Start of PROVIDED MATERIAL

PR #3074, opened 2021-07-18
chore: replace deprecated vscode-test with @vscode/test-electron

iChenLei:
vscode-test be marked as [deprecated](https://www.npmjs.com/package/vscode-test) on npmjs.org(yarnpkg.com), so just replace vscode-test with latest @vscode/test-electron for `vscode-docker`'s CI. cc @karolz-ms @bwateratmsft


bwateratmsft (approved):
Looks good to me. I verified from the build logs that tests are still running so everything should be good. Thanks @iChenLei! We'll merge this later today after our release.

End of PROVIDED MATERIAL

§ **THE PROBLEM**:
Write out, word for word, the line containing "vscode-test be marked" and every line after it to the end of the data above.

§ **YOUR SOLUTION**:
vscode-test be marked as [deprecated](https://www.npmjs.com/package/vscode-test) on npmjs.org(yarnpkg.com), so just replace vscode-test with latest @vscode/test-electron for `vscode-docker`'s CI. cc @karolz-ms @bwateratmsft


bwateratmsft (approved):
Looks good to me. I verified from the build logs that tests are still running so everything should be good. Thanks @iChenLei! We'll merge this later today after our release.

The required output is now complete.